Coisa de Cinéfilo

Shang-Chi e a Lenda dos Dez Anéis chega forte na fase 4 da Marvel

Diretor Destin Daniel Cretton leva o tempo necessário para construir o universo do filme e criar empatia pelas histórias, especialmente do protagonista

Marcela Gelinski*

Shang-Chi e a Lenda dos Dez Anéis chegou aos cinemas como um dos longas mais aguardados do ano, no cenário de fãs da Marvel. A história nos apresenta Shang-Chi, um jovem chinês que foi criado por seu pai com o objetivo de o transformar em um mestre de artes marciais. Quando ele tem a chance de sair desse meio e conhecer o mundo lá fora, acaba se afastando do genitor e procurando viver uma vida comum nos EUA. 

A trama evolui de maneira muito orgânica e interessante ao espectador, mesmo aquele que não é tão apaixonado ou integrado pelo Universo Cinematográfico Marvel (MCU). O roteiro nos apresenta à história do passado da família de Shang-Chi, como as coisas aconteceram, como as forças surgiram.

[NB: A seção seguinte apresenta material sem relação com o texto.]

PR #3770, opened 2026-09-14
ci(pulse): sample gate arrival on head-commit date, not updatedAt

cmgrote:
Closes FND-1973.

`atlan-postgres-app` reported arrival `intermittent` — and so NOT BASELINED on connector-pulse — on a repo whose gate is wired correctly and green on every real pull request. The missing sighting was a draft that had been open and conflicted for six weeks: its head commit predated the repo's adoption of the unified `tests.yaml`, so it carried the legacy check set and could never have shown `tests / Tests Gate`. A comment bumped its `updatedAt`, which promoted it into the 5-PR window and evicted a real sample.

`updatedAt` moves on a comment, a label or a base-branch change, none of which say anything about CI wiring. The window was sorted on something unrelated to the question being asked.

## What changed

`.github/scripts/gate_enforcement_scan.py`:

1. **Head-commit date, not `updatedAt`.** `_ARRIVAL_QUERY` now selects `committedDate`, and a sample whose head commit predates the last change to `.github/workflows/tests.yaml` is dropped — it ran different CI wiring and is not evidence about the wiring in place now. Staleness, not draft-ness, is what broke this: a stale *non-draft* pull request poisons the sample identically.
2. **Open drafts excluded.** `isDraft` is selected and open drafts are skipped. Client-side, because the `pullRequests` connection has no draft argument; a merged pull request is never draft, so this only ever drops open ones.
3. **Over-fetch.** `first` is `min(sample_size * 3, 60)` and the first `sample_size` survivors are taken, so exclusions shrink the candidate pool rather than the denominator — the mistake FND-1947 already fixed for CLOSED-without-merge pull requests.

Selection runs **before** paging, so a discarded sample costs no follow-up request. An unreadable cutoff disables the staleness filter for that repo and nothing else. Dropping every sample leaves arrival `no-data` (no finding), which is the honest "nothing has run since the workflow changed" rather than the false `never-arriving` those samples would otherwise produce.

The `MAX_CONTEXT_PAGES` comment is also corrected: the busiest fleet repo now carries 152 status contexts, so paging past page one is routine rather than exceptional.

`.github/workflows/stale.yml` gains `days-before-stale` / `days-before-close` / `debug-only` as `workflow_call` inputs, defaulting to exactly today's behaviour (60 / -1 / true). A caller that passes nothing sees no change; real closure is opt-in per repo. Turning it on for all 166 callers at once would close an accumulated backlog from a change none of them made — that is a fleet policy call, not a side effect of this fix.

**Wire shape and `schemaVersion` are unchanged (3.0)**, so connector-pulse ingests this without a change. Excluded samples are named on stderr rather than annotated, so a healthy sweep stays clean.

## Verification

93 unit tests pass. Each of the three fixes is pinned red-green — removing the draft skip, the staleness filter, or the over-fetch each fails `test_the_postgres_incident_does_not_recur` plus its own targeted tests.

Full-fleet differential: both scanners run over all 166 repos, per-repo collection ~1 minute apart.

| | old | new |
|---|---|---|
| reporting | 75 | 76 |
| intermittent | 7 | 5 |
| never-arriving | 82 | 83 |
| no-data | 2 | 2 |
| gated / not-gated | 31 / 135 | 31 / 135 |

Five repos moved:

* **`atlan-dremio-app`** and **`atlan-teradata-app`**: `intermittent` 4/5 → `reporting` 5/5. The incident shape exactly — dremio's two excluded samples are named in the log (`head commits predating 2026-08-03T18:34:28Z: #68, #70`).
* **`atlan-unified-lineage-app`**: `intermittent` 2/5 → `never-arriving` 0/3. Correct and sharper: its `tests.yaml` changed on 2026-08-06 and no pull request since has produced the gate. The two sightings the old sweep counted were from before that change.
* **`atlan-data-quality-studio-app`**: 0/4 → 0/5. Over-fetch restoring a denominator, verdict unchanged.
* **`atlan-dataplex-app`**: `reporting` 5/5 → `intermittent` 4/5 — **not reproducible, and not caused by the filters.** No sample was excluded for this repo (no exclusion log line, and neither top-window PR has ever been a draft), so both scanners sampled the same five pull requests 55 seconds apart. The miss was PR #119, opened that morning with CI in flight and 111 status contexts; the gate sits on page two of its rollup, and the contexts connection reorders as check runs are created, so a cursor-paged read can step over an entry that moved. That is the FND-1947 paging design meeting a live rollup, not a change here. Re-running both scanners against the repo three times back to back now: both report `reporting` 5/5 every time.

Single-repo live runs: `atlan-postgres-app`, `atlan-mysql-app`, `atlan-metabase-app` all `reporting` 5/5, no findings.

## Known residue

A repo that changes `tests.yaml` and then merges nothing drops every sample and reports `no-data` until its next pull request. That emits no finding, but if connector-pulse's `ci-on-prs` check keys on `reporting` rather than on the absence of a finding, a low-activity repo could read as not-baselined for that window. Flagged on the issue.

https://claude.ai/code/session_01NbQoyEYUW9e75pnUCHYZwG


cmgrote:
@sdk-review

PR #501, opened 2023-06-10
QoL: Allow debug version installed next to release version

MV-GH:
The purpose of this is to add a little QoL change for the devs. Now we can have both the debug version and the release version installed next to each other. Makes it also more clear which version that you are currently using.


dessalines (approved):
Nice, had no idea about this. Thx!

app/src/debug/res/values/strings.xml
```diff
@@ -0,0 +1,3 @@
+<resources>
+   <string name="app_name">Jerboa (DEBUG)</string>
+</resources>
```
twizmwazin, line 3: Silly thing, can you add a trailing newline here? Otherwise LGTM!

twizmwazin (approved):

PR #502, opened 2023-06-10
Hide downvote button on comments and posts when disabled

### LINKED ISSUE #390: Hide downvote button when downvoting is disabled
As of 0.0.31, the downvote button is clickable but gives a toast notification indicating that downvoting is disabled. Ideally the button should be removed when it is not enabled.

lsim:
Please have a look at this - it's my first 'proper' PR. I may have violated any number of code style rules and what not. 

I'm threading a `siteView` into the two composables where a check is needed in order to not render the downvote button.

Githubs differ got a bit confused due to the indentation change. There shouldn't be any surprises in those parts, though.

Fixes #390


lsim:
Having a look at the linter problems

lsim:
The only way I could figure out to test it was to hardcode the new conditionals to false and see that the UI was as expected. So if the LocalSite.downvotes_enabled gives the right value it should work.

Happy to do some more testing if you can teach me a better way to set that flag (I don't have my own lemmy test instance - yet).

app/src/main/java/com/jerboa/ui/components/comment/CommentNode.kt
```diff
@@ -492,6 +498,7 @@ fun CommentFooterLine(
     account: Account?,
 ) {
     var showMoreOptions by remember { mutableStateOf(false) }
+    var localSite = siteView.local_site
```
dessalines, line 501: Use val for constants.

app/src/main/java/com/jerboa/ui/components/comment/CommentNode.kt
```diff
@@ -204,6 +206,7 @@ fun LazyListScope.commentNodeItem(
     account: Account?,
     isCollapsedByParent: Boolean,
     showActionBar: (commentId: Int) -> Boolean,
+    siteView: SiteView,
```
dessalines, line 209: @twizmwazin I'm leaning towards only passing *just* the `enable_downvotes` setting, rather than the entire `SiteView`, to potentially prevent rerenders. What do you think?

app/src/main/java/com/jerboa/ui/components/community/CommunityActivity.kt
```diff
@@ -106,127 +108,134 @@ fun CommunityActivity(
...
-                onPostClick = { postView ->
-                    navController.navigate(route = "post/${postView.post.id}")
-                },
-                onPostLinkClick = { url ->
-                    openLink(url, ctx, appSettingsViewModel.appSettings.value?.useCustomTabs ?: true)
-                },
-                onSaveClick = { postView ->
-                    account?.also { acct ->
-                        communityViewModel.savePost(
+            siteViewModel.siteRes?.site_view?.also { siteView ->
```
dessalines, line 111: This is another reason to only pass the `enable_downvotes` setting... not having to wait for the entire siteview to get back. 

Then you can just do `siteViewModel.siteRes?.site_view?.local_site?.enable_downvotes ?: true`

app/src/main/java/com/jerboa/ui/components/comment/CommentNode.kt
twizmwazin: Just passing the `enable_downvotes` setting is consistent with the current approach. That said, this is the fifth setting being passed here, so I want to continue exploring alternatives.

lsim: Thanks. I'll get on it

lsim:
Hm - weird. CI is failing on something I already pushed a fix for (unused import). I think github has gotten confused. In `Files changed`, it still shows the unused import. And in `Commits` it shows the commit that removed the import :)

twizmwazin (approved):

PR #508, opened 2023-06-11
Generate default instance list on build

### LINKED ISSUE #6: Convert Gradle buildscripts to Kotlin script
Suggestion/discussion ticket for converting the app's buildscript files over to KTS.
This helps writing and updating the buildscript since it can be fully validated without invoking gradle (which tends to be faster), and you also get autocompletion which is pretty handy.

pipe01:
Added a script that will download a list of instances from https://the-federation.info/platform/73 using the GraphQL API, then write it to a file containing a constant.

Currently it'll get the top 10 instances with the most monthly users, but it can easily be changed to e.g. all instances with more than X monthly users instead. The script is called on every build but maybe it'd be better to only call it on release builds, not sure how to detect that though.

The script is written in Bash and thus will only work on Linux systems (it also requires `jq` and `curl`), so when building on other platforms a dummy instance list will be emitted.

Also migrated all Gradle build scripts to Kotlin, so fixes #6.


twizmwazin:
I really like this idea, but I would prefer it be done in a cross-platform manner rather than requiring shell scripts whose dependencies aren't explicitly documented.

kinther:
Jerboa shouldn't be dependent on running a script to pull a list from a website it doesn't control.

twizmwazin:
On second thought, this would violate reproducible builds by default. Maybe instead, this could be a Gradle task that is run that updates the file,  and then that file is committed to the repo. It would then be done before performing a release.

pipe01:
Sure, it can just make it a separate task instead. I could write it in a Kotlin script, but AFAIK it would mean that the `build.gradle` file must be converted to Kotlin, and the code would get pretty ugly.

twizmwazin:
A python script has the same problem as bash, unless gradle supports grabbing a python interpreter. There is another issue that suggests migrating the gradle build scripts to kotlin, I'd be in favor of that.

pipe01:
Yeah that's true, I'll write it in Kotlin then.

pipe01:
I've migrated the `build.gradle` file to Kotlin and also translated the fetch script into Kotlin. The script is in a separate file which makes it neater, but apparently you can't import libraries from other `.kts` files so I had to use the built-in APIs. This was a bit of a pain to figure out, but the result doesn't look too bad.

To run the task, just do `./gradlew fetchInstances`

app/build.gradle.kts
```diff
@@ -0,0 +1,128 @@
...
+    implementation("androidx.compose.ui:ui-tooling-preview:1.4.3")
+    implementation("androidx.activity:activity-compose:1.7.2")
+    testImplementation("junit:junit:4.13.2")
+    androidTestImplementation("androidx.test.ext:junit:1.1.5")
+    androidTestImplementation("androidx.test.espresso:espresso-core:3.5.1")
+    androidTestImplementation("androidx.compose.ui:ui-test-junit4:1.4.3")
+    debugImplementation("androidx.compose.ui:ui-tooling:1.4.3")
+    debugImplementation("androidx.compose.ui:ui-test-manifest:1.4.3")
+    implementation("net.engawapg.lib:zoomable:1.4.3")
+    implementation("androidx.browser:browser:1.5.0")
```
dessalines, line 127: Thanks for converting this file!

app/get_instances.gradle.kts
```diff
@@ -0,0 +1,103 @@
...
+import java.net.HttpURLConnection
+
+// We can't import libraries here for some reason, so we must use what is provided
+// by gradle, which isn't much. The groovy JSON library is meant for use by groovy code,
+// so we need some creativity to use it in Kotlin.
+import org.apache.groovy.json.internal.LazyMap
+import groovy.json.JsonOutput
+import groovy.json.JsonSlurper
+
+val endpointUrl = "https://the-federation.info/v1/graphql"
```
dessalines, line 12: The-federation.info isn't that well maintained, and contains a lot of old and generally incorrect info, as evidenced by the errors in the list it generated below. 

Two other options:
- Use https://lemmy.fediverse.observer/ , which has an API. Sort by Active users in the last month, not total users.
- Use the https://github.com/LemmyNet/lemmy-stats-crawler/ , which generates a usable json file.

app/get_instances.gradle.kts
```diff
@@ -0,0 +1,103 @@
+import java.io.OutputStreamWriter
```
dessalines, line 1: For generating a static list like this, you can use whatever you like, rust, kotlin, bash, node, anything. All that matters is that it replaces those lines in the default_instances, so its *results* are compiled.

I'll only run it before releases anyway, and double check its results. Just make sure you give instructions on how to run it in the README.

app/src/main/java/com/jerboa/DefaultInstances.kt
```diff
@@ -0,0 +1,14 @@
+package com.jerboa
+
+val DEFAULT_LEMMY_INSTANCES = arrayOf(
+    "dev.lemmy.ml", // 588 monthly users
```
dessalines, line 4: See above.

app/get_instances.gradle.kts
pipe01: I think the first option would be the most convenient, it would be pretty easy to modify the code to use that API instead.

app/get_instances.gradle.kts
pipe01: Since it's already in Kotlin I might as well leave as is, it's nice that it's integrated into gradle. I did notice that the AndroidManifest needs the references to the domains too, should I update that too?

dessalines: I wouldn't worry about it for this script. I'm going to remove all deeplinking at some point as its extremely complicated for federated apps.

pipe01: Ah fair enough

pipe01:
Where should I add the info on how to fetch the instances to the README? Maybe we should add a CONTRIBUTING file.

dessalines:
You're right, this would make more sense in a `CONTRIBUTING.md`. 

Could you create that, and add just that info? I can rework it and add a few things about how to debug and such once that's done.

ZJouba:
> You're right, this would make more sense in a `CONTRIBUTING.md`.
> 
> Could you create that, and add just that info? I can rework it and add a few things about how to debug and such once that's done.

Don't forget to add this info now that `CONTRIBUTING.md` has been merged

twizmwazin:
Obsoleted by #884

PR #519, opened 2023-06-11
Add a user agent

camporter:
Adds a user agent for debugging.


twizmwazin (approved):
Looks good to me, though I think there would be a portion of users who might prefer to disable this for privacy reasons. We might want to add that option in the future.

PR #534, opened 2023-06-11
Fix big font size cutting off settings options

calincara:
Capture1

Font slider still needs to be fixed, but I'm newbie when it comes to Jetpack compose; will keep trying to find a solution for that as well.


twizmwazin (approved):
Make sure to run `./gradlew formatKotlin` to fix the lint issues.

PR #549, opened 2023-06-11
Added default community icon where appropriate

a1studmuffin:
Added a default community icon wherever we show lists of communities. Prevents user confusion, as some users thought a community without an icon was a sub-category since the community name was on the left. Reused the same icon for communities as the "Go to <community>" submenu option.

Examples marked with red arrow:

image


a1studmuffin:
Discussion thread here: https://lemmy.ml/post/1202394

twizmwazin (approved):

PR #505, opened 2023-06-10
Expanded default lemmy instances list to active users/mo > 100

shombando:
Added more Lemmy instances to the DEFAULT_LEMMY_INSTANCES list and alphabetized the list so future additions can be easier. 

Added all lemmy instances which currently show greater than 100 users/month according to: https://the-federation.info/platform/73

The following new instances were added:
lemmy.ca
lemmy.one
lemmy.world
midwest.social
sh.itjust.works

PR #552, opened 2023-06-12
Update AndroidManifest.xml to match instances added in #505

shombando:
Alphabetized the list of instances and added the following new instances to intent list, to match PR #505: 
lemmy.ca
lemmy.one
lemmy.world
midwest.social
sh.itjust.works

I can investigate creating automation around updating DEFAULT_LEMMY_INSTANCES and AndroidManifest.xml based on defined criteria and information from https://the-federation.info/platform/73, if the maintainers would be interested in adopting that approach.

### DIFF
--- a/app/src/main/AndroidManifest.xml
+++ b/app/src/main/AndroidManifest.xml
@@ -42,54 +42,90 @@
             </intent-filter>
 
             <!-- The main instances-->
-            <intent-filter>
-                <action android:name="android.intent.action.VIEW" />
-                <category android:name="android.intent.category.DEFAULT" />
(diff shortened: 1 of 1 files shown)


twizmwazin (changes requested):
It looks like you've changed the indentation from spaces to a mix of tabs and spaces. Please change that back and then we can merge this.

shombando:
@twizmwazin sorry about that, editor config issue and I didn't catch it in the diff. I've reverted to spaces to be consistent with the previous state. Thanks for the kind feedback.

twizmwazin (approved):

PR #560, opened 2023-06-12
Bash isn't portable, use POSIX sh instead

7heo:
Also, hardcoding bash to /bin/bash is even less portable.

In addition, I commented an unused variable (name not present anywhere in the code base, not exported).


7heo:
> Why comment the unused variable? If truly unused removal should be okay.

I am not the original author of this script, it's not for me to decide. Maybe they will remember what they wanted to do with it and finish it. If I remove it, they might forget entirely.

7heo:
I mean, anyway, @dessalines wrote that line according to the git blame, so he will say something if it's meant to stay.

PR #563, opened 2023-06-12
Localization of user tabs

kuroi-usagi:
I've seen that there were a few locales missing for the UserTabs and the SortTypes in a few places, so i added some Util Functions to help with that and added all translations as good as possible.


app/src/main/res/values-nl/strings.xml
```diff
@@ -208,4 +208,18 @@
...
+    <string name="person_profile_activity_posts">Posts</string>
+    <string name="person_profile_activity_comments">Comments</string>
+    <string name="sorttype_active">Actief</string>
+    <string name="sorttype_hot">Populair</string>
+    <string name="sorttype_new">Nieuw</string>
+    <string name="sorttype_old">Oud</string>
+    <string name="sorttype_topday">Top van de dag</string>
+    <string name="sorttype_topweek">Top van de week</string>
+    <string name="sorttype_topmonth">Top van de maand</string>
+    <string name="sorttype_topyear">Top van het jaar</string>
```
MV-GH, line 221: In the english translation you keep them short, for parity maybe its better too?
```xml
<string name="sorttype_topday">TopDag</string>
<string name="sorttype_topweek">TopWeek</string>
<string name="sorttype_topmonth">TopMaand</string>
<string name="sorttype_topyear">TopJaar</string>
<string name="sorttype_topall">TopAlles</string>
```

kuroi-usagi: Agreed. Fixed it as well.

Issue #571, opened 2023-06-12
Increase the blurriness of nsfw posts


Monoxide8969:
- [ ✅] Did you check to see if this issue already exists?
- [ ✅] Is this only a single feature request? Do not put multiple feature requests in one issue.
- [ ✅] Is this a question or discussion? Don't use this, use https://lemmy.ml/c/jerboa

Blurred NSFW posts as of now don't leave much room for imagination, it's not very effective and I think the blurriness should be increased so that nobody's able to tell what's going on before opening the photo.

Should be a good beginner issue too.

PR #576, opened 2023-06-13
Increased NSFW blur

XanderV2001:
I've increased the blur from 20 to 100.

This way it is harder to see what is behind the blur and thus hides the NSFW posts more effectively.

Fixes this issue: https://github.com/dessalines/jerboa/issues/571


twizmwazin (approved):

Monoxide8969:
Thank you

Issue #565, opened 2023-06-12
Gifs are static


ngosang:
** Jerboa Version **
0.33

**Describe the bug**
This post has an animated git. It's not moving in Jerboa app.
https://lemmy.fmhy.ml/post/25075

PR #580, opened 2023-06-13
Implement animated gifs when clicking on an image

beatgammit:
I only did it when clicking on an image for simplicity.

I thought about animating it on page load and maybe as a thumbnail, but I figured it would probably need a setting configuration and I didn't want to overcomplicate the PR.

Implements #565


dessalines (approved):
LGTM, thanks.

Tudo isso enquanto traça um paralelo com o seu presente cotidiano e sem graça. Conseguimos imergir no personagem com muita facilidade, colaborado pelo carisma do ator Simu Liu. A forma como esse herói é introduzido nesta Fase 4 da Marvel é realmente promissora.

Apresentação de personagens sem pressa
O diretor Destin Daniel Cretton leva o tempo necessário para construir aquele universo e criar empatia pelas histórias, especialmente do protagonista. Somos apresentados à origem da organização Dez Anéis e seu alcance, assim como a origem da energia e força de Shang. 

Shang-Chi é um dos melhores lutadores nas HQs da Marvel e isso é respeitado pelo roteiro. A cenas de ação e lutas marciais são um ponto altíssimo da trama. O cuidado da direção em orquestrar tudo com clareza e efetividade torna a experiência do espectador muito superior aos filmes padrão do estilo. Unindo este elemento à fotografia cuidadosa, temos um filme muito visual e atraente. 

Temos ainda o surgimento do vilão Mandarim, que tem suas motivações bem construídas e explanadas. Em paralelo à construção do protagonista, vemos o mesmo acontecer com esse antagonista, que se mostra tão interessante desde o começo. Tudo isso só é possível, claro, pela atuação excepcional de Tony Leung Chiu-wai.


Representatividade oriental

Assim como foi em Pantera Negra (2018), um elenco composto majoritariamente por asiáticos é fundamental para o cinema de super-herói, que abrange um público tão grande e variado. Existe um cuidado redobrado em não utilizar estereótipos que já estamos habituados e isso se reflete em cena, com um roteiro eficiente e fluido. 

Referências do MCU
Como era de se esperar, o longa é cheio de referências e conexões com outras tramas da Marvel, mesmo que isso surja de maneira muito discreta em alguns momentos. São citados eventos como o estalo de dedos de Thanos, o aparecimento do vilão Abominável, de “O Incrível Hulk”, entre outros. Os fãs mais atentos certamente ficarão procurando estas referências.  

Ao final do longa, temos duas cenas pós-créditos (um clássico da Marvel) mostrando o futuro daquela história e onde ela pode caminhar. São importantes e valem a espera, pois conectam diretamente com outros filmes do Universo. 

Atraente para todos
Por fim, Shang-Chi e a Lenda dos Dez Anéis é um ótimo longa de ação e aventura que vai muito além de um simples longa de super-herói. É interessante mesmo àquele público que não é tão atraído pela Marvel, pois oferece ótimas atuações, cenas de luta bem ensaiadas e um equilíbrio de roteiro impressionante.